** RAW DATA follows **
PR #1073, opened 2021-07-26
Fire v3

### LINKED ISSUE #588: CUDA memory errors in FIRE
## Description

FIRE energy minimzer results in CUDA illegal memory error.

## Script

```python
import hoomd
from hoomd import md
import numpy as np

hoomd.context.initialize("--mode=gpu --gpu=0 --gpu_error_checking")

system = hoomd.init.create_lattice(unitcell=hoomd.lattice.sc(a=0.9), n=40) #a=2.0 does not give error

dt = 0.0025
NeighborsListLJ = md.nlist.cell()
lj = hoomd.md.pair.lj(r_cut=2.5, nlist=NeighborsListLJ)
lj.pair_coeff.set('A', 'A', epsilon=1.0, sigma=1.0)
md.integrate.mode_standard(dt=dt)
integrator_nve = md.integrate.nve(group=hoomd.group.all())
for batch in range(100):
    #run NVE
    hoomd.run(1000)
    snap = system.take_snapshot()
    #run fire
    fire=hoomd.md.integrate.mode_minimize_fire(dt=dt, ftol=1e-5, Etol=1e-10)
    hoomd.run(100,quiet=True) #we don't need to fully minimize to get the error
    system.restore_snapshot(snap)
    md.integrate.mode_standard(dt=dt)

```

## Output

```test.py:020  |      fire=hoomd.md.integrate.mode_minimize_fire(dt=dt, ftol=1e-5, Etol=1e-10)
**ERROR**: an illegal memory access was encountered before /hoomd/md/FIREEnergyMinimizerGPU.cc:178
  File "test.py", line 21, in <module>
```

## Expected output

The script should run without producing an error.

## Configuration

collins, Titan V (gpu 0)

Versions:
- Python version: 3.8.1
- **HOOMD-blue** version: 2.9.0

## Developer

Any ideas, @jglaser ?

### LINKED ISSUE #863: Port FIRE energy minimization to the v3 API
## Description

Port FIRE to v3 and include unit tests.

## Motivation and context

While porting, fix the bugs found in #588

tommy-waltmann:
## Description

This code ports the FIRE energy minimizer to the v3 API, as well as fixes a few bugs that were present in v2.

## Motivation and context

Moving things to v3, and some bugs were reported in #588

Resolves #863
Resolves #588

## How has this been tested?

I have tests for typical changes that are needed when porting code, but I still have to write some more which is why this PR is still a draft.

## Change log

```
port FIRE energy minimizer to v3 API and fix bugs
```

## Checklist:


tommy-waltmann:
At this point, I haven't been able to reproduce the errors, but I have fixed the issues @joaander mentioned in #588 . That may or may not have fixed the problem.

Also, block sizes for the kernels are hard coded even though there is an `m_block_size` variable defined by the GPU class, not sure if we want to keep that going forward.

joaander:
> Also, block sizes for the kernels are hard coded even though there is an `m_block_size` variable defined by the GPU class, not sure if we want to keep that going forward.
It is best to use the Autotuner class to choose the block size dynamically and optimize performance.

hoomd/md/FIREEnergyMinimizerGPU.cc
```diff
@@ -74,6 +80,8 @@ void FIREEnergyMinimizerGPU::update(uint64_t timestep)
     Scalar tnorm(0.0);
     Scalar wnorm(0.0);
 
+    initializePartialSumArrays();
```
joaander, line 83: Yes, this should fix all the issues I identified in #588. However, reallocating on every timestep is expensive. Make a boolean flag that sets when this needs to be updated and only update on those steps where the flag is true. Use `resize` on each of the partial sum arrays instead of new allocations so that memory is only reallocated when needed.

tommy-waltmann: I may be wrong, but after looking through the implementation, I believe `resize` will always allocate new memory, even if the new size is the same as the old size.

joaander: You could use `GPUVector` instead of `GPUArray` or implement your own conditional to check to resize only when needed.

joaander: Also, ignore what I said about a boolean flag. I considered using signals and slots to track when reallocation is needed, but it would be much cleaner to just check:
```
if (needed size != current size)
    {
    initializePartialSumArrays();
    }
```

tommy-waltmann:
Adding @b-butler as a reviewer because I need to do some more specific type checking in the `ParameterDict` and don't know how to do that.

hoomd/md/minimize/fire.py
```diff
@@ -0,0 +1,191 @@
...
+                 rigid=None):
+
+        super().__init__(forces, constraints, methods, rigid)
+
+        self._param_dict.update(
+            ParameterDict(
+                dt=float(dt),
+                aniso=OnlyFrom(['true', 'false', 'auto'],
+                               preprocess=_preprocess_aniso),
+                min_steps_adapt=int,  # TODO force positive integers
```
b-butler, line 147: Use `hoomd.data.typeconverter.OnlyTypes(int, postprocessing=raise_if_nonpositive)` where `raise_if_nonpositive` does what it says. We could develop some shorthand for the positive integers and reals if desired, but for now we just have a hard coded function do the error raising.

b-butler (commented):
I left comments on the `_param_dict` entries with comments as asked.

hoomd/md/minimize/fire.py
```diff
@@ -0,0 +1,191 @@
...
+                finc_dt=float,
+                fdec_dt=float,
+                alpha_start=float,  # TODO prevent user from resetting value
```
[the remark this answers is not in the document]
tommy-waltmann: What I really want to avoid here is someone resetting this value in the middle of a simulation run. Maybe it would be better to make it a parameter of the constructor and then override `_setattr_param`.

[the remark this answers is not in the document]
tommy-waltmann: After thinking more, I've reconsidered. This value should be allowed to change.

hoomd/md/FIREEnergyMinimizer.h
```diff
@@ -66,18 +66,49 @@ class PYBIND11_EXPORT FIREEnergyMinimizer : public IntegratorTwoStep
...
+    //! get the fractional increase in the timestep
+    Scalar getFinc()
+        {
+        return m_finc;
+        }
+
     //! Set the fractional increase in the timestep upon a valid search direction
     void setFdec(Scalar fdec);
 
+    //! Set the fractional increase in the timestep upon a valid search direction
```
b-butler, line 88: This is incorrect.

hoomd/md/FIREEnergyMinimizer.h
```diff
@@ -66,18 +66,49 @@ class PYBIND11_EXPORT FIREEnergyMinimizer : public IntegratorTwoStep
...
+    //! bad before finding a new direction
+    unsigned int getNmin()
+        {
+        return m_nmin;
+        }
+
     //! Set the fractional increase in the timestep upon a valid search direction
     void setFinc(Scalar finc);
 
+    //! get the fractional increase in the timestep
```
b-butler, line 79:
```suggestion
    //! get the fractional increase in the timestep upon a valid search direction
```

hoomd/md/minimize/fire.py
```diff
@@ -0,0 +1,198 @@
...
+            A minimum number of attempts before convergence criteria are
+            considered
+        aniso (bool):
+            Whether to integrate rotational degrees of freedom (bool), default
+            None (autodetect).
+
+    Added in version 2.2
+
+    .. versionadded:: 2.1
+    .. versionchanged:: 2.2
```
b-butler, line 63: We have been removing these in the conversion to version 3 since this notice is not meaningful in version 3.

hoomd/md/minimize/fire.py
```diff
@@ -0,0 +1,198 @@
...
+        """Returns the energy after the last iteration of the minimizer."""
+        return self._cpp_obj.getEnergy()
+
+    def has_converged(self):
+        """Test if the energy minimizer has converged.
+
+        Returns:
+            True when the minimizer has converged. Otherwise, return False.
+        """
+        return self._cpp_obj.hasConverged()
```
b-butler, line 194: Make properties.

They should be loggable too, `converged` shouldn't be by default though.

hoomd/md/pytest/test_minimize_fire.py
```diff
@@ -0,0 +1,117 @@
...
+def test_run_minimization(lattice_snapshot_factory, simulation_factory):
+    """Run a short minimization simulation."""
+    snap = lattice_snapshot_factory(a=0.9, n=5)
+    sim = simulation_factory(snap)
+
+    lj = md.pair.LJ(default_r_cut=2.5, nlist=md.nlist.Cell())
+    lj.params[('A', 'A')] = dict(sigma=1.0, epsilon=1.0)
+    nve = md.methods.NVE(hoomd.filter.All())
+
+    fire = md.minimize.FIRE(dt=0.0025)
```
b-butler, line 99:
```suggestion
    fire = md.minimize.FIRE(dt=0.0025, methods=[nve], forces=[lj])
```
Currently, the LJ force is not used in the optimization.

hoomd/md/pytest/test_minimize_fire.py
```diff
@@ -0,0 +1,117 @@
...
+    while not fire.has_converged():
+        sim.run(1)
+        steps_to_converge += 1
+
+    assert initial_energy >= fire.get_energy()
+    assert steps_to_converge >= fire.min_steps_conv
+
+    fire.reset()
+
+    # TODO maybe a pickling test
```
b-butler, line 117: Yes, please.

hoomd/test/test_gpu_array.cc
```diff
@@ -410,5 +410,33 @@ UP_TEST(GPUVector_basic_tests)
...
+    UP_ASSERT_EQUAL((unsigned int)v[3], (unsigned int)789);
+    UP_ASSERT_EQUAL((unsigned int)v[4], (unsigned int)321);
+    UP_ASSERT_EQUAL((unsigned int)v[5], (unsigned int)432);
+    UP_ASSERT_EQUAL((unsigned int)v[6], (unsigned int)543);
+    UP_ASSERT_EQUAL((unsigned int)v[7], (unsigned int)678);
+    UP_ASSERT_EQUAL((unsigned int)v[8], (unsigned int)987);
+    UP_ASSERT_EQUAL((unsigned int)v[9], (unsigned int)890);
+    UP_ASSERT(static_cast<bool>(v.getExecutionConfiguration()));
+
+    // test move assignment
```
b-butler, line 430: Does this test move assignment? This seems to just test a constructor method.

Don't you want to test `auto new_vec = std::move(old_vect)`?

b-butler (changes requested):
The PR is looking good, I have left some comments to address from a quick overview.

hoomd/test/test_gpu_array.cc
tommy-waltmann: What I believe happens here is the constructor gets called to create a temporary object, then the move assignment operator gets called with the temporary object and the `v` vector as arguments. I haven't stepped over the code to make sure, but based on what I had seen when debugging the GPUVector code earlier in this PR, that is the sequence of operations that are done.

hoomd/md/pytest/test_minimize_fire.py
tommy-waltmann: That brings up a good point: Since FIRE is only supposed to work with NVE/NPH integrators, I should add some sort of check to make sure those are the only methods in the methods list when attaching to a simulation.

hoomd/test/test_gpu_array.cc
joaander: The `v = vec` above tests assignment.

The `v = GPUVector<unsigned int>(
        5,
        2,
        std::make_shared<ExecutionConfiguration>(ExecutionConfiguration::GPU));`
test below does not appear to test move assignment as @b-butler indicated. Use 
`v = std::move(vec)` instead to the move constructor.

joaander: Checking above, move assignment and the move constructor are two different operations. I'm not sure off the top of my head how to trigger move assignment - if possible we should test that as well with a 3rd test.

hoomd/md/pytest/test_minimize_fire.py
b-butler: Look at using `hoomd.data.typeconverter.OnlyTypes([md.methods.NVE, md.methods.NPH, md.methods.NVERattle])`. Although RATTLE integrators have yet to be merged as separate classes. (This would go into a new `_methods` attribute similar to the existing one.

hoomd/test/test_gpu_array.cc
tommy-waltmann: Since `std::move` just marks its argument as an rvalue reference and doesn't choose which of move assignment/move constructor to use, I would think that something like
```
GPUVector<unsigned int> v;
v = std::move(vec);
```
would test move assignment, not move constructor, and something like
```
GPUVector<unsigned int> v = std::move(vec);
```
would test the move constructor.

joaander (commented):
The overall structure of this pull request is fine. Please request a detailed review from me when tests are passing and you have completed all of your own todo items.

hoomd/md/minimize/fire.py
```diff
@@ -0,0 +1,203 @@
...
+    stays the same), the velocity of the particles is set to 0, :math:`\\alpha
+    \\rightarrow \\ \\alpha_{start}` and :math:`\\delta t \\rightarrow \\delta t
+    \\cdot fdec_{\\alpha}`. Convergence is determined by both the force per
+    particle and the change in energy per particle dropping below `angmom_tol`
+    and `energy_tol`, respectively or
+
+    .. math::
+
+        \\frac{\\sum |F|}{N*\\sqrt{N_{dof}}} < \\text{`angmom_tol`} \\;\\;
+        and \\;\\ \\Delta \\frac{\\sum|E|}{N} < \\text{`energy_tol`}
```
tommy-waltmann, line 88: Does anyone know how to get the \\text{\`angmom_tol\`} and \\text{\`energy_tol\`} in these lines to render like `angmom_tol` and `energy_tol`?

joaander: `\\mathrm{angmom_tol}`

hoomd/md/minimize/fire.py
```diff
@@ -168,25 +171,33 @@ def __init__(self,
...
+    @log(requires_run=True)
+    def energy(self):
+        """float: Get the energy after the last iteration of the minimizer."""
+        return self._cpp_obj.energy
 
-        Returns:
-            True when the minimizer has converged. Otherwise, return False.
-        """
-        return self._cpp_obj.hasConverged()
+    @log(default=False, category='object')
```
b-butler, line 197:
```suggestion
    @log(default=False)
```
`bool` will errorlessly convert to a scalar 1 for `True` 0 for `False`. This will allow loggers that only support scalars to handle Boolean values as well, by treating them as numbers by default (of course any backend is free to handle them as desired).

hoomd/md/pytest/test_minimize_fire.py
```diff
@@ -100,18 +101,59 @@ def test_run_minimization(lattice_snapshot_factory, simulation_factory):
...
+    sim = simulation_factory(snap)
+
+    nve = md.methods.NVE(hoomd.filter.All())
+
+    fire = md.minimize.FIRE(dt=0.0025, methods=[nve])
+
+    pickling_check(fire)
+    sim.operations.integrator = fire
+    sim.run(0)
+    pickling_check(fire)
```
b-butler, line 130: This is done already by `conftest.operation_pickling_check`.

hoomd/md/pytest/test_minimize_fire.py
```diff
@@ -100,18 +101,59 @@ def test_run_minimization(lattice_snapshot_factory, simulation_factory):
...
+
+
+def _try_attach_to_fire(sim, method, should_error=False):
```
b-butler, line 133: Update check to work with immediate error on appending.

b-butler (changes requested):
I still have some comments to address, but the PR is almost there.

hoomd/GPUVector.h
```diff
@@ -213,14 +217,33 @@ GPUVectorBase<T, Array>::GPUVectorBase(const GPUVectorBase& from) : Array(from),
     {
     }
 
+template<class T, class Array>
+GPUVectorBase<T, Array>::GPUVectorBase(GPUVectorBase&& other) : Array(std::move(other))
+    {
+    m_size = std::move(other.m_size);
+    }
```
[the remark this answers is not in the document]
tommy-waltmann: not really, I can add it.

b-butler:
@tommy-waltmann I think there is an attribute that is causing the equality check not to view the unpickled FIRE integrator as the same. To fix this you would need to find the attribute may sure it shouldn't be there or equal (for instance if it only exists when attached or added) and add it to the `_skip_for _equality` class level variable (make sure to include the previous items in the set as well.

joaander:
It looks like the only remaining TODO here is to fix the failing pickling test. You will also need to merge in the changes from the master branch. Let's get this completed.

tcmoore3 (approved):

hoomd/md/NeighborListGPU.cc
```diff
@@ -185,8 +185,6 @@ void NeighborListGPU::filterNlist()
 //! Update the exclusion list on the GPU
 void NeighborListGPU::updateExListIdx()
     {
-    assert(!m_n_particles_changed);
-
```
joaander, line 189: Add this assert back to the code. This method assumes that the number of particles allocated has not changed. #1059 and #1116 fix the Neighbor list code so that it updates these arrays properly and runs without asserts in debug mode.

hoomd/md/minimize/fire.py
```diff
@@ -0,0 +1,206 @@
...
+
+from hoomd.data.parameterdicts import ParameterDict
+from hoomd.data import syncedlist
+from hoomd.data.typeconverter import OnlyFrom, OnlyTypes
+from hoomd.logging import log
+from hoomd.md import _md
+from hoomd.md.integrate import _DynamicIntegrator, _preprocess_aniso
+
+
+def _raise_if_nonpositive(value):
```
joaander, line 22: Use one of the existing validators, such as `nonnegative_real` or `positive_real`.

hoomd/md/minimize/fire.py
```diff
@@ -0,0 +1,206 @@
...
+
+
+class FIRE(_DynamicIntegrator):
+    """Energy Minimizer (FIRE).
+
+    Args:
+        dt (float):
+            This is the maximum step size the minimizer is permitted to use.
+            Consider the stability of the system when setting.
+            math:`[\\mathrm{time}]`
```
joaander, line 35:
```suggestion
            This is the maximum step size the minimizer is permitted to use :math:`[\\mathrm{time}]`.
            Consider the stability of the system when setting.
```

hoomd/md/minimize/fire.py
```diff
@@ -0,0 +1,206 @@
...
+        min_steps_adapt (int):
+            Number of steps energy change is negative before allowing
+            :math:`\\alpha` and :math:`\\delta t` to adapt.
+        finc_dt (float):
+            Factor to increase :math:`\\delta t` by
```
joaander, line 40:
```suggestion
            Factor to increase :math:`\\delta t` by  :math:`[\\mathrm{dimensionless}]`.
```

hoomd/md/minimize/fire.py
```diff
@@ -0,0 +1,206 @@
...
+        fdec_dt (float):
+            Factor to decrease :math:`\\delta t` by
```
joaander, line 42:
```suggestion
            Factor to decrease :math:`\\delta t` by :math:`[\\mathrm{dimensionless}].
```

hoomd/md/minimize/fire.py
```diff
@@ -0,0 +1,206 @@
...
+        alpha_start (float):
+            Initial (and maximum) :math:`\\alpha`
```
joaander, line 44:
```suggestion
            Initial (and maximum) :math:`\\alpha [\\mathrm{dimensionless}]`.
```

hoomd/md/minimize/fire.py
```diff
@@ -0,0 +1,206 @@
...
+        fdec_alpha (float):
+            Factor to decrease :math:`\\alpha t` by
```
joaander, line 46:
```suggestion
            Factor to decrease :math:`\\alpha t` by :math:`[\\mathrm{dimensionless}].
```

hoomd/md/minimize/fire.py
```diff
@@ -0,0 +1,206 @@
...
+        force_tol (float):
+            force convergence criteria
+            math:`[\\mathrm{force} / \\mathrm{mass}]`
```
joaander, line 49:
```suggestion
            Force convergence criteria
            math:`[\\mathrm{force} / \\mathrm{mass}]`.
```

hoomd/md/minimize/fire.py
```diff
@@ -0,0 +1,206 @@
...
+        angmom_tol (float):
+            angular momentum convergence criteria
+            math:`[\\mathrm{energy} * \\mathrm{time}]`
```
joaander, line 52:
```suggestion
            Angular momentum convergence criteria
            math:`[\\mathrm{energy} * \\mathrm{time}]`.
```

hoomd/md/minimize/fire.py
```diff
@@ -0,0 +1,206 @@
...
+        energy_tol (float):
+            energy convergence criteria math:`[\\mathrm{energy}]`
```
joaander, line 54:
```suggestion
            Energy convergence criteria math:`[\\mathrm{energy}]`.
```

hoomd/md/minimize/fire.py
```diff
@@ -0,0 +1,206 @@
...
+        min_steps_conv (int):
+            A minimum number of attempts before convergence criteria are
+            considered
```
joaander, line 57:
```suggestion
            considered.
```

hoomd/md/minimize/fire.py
** End of RAW DATA **
** RAW DATA follows **
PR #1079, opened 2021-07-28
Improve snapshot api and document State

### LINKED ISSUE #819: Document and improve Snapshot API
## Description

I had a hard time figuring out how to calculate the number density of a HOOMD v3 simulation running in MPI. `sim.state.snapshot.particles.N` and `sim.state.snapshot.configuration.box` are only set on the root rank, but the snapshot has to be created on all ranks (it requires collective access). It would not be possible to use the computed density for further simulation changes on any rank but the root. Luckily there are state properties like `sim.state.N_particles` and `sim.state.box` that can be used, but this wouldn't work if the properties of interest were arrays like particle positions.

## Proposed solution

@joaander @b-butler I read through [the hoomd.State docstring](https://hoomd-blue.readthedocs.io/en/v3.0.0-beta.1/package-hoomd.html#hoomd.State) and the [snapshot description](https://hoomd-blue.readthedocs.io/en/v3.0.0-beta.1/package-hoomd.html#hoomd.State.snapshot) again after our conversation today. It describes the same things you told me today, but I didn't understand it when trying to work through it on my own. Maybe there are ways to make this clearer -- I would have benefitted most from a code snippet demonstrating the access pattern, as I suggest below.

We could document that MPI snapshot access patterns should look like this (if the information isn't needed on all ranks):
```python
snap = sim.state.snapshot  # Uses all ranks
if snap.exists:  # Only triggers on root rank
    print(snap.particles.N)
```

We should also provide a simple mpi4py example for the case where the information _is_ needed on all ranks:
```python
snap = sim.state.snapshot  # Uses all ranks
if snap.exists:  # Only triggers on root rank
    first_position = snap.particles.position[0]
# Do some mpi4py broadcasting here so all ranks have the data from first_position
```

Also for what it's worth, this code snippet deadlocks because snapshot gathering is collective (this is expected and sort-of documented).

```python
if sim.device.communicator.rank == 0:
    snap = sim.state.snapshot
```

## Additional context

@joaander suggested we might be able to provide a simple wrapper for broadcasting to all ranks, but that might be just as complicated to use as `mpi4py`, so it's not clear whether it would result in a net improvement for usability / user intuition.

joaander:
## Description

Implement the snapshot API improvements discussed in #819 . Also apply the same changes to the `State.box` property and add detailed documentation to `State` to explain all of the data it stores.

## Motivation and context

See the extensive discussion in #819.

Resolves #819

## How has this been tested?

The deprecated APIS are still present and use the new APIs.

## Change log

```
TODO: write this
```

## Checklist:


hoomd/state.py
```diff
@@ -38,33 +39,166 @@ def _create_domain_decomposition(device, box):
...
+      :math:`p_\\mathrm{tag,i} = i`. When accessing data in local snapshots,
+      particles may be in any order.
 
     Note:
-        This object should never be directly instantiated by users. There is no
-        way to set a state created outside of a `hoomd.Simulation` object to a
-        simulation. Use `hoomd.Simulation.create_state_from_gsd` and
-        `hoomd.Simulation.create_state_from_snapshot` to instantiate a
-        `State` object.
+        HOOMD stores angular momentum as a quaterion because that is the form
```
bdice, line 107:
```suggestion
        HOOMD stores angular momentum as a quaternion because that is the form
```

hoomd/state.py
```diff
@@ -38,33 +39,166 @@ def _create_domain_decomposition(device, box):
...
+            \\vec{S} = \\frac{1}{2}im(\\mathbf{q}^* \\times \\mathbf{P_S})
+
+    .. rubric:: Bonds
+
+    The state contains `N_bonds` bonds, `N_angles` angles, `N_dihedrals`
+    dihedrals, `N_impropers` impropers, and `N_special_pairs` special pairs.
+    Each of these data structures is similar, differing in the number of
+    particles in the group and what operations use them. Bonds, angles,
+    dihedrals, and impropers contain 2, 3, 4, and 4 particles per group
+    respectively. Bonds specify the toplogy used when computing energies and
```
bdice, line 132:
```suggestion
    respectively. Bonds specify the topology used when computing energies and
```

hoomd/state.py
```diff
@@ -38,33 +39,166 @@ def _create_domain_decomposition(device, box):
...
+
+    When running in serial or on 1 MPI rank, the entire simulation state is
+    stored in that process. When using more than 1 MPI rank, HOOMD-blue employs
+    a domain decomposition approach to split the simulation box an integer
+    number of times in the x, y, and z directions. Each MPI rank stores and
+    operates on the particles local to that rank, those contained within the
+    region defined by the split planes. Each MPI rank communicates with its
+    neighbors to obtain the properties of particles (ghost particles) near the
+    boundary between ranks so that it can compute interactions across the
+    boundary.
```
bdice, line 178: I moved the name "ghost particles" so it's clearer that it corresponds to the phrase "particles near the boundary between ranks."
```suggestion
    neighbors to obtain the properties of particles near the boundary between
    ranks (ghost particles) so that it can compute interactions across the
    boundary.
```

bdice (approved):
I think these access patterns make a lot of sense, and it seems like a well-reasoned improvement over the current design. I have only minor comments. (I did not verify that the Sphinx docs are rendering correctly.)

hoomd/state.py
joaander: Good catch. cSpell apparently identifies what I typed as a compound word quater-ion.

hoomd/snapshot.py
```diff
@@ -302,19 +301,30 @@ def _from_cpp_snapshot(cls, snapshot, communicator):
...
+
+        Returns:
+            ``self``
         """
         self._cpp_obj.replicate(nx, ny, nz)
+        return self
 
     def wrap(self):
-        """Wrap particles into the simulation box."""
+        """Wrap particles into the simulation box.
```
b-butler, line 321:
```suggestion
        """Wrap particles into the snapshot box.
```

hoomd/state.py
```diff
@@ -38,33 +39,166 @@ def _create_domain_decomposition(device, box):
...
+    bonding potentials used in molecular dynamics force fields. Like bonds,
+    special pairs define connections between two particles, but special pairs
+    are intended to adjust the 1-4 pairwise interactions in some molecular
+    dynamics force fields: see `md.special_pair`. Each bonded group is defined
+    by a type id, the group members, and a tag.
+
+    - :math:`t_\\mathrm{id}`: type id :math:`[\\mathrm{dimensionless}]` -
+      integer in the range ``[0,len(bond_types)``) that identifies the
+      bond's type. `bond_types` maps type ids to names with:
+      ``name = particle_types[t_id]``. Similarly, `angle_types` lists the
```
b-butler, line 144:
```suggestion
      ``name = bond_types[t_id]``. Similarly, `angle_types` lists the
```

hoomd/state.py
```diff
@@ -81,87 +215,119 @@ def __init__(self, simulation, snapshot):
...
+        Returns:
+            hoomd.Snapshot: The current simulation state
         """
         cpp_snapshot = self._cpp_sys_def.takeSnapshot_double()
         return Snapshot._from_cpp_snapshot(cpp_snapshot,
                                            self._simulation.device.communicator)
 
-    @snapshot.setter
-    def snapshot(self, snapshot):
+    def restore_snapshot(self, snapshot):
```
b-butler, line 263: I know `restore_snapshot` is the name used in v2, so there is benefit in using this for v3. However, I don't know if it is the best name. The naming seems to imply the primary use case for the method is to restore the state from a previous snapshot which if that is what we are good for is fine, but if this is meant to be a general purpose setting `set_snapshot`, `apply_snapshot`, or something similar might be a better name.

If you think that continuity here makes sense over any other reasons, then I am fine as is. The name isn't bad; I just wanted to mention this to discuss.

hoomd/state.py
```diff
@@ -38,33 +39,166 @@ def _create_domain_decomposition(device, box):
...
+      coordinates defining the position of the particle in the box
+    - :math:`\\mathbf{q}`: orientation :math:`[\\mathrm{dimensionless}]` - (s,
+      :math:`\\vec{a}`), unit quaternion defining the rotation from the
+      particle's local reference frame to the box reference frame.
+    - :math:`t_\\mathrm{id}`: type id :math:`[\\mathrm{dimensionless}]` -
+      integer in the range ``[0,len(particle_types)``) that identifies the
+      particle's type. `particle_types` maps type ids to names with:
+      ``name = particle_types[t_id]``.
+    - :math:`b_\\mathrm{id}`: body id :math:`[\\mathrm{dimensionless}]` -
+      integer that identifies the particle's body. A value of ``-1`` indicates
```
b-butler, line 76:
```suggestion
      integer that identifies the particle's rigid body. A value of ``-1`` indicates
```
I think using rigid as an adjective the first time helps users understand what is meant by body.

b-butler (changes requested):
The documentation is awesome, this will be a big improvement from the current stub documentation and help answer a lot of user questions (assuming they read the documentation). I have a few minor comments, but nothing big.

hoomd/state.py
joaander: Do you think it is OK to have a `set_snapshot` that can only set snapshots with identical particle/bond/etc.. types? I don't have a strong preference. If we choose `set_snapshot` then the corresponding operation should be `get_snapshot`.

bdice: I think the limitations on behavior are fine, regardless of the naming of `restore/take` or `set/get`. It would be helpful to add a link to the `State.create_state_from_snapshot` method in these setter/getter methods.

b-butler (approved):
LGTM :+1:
** End of RAW DATA **
# TASK PROMPT
Determine the number of lines in the data that include the word "ghost", and provide that number without comment.

# ANSWER TO THE EXERCISE
3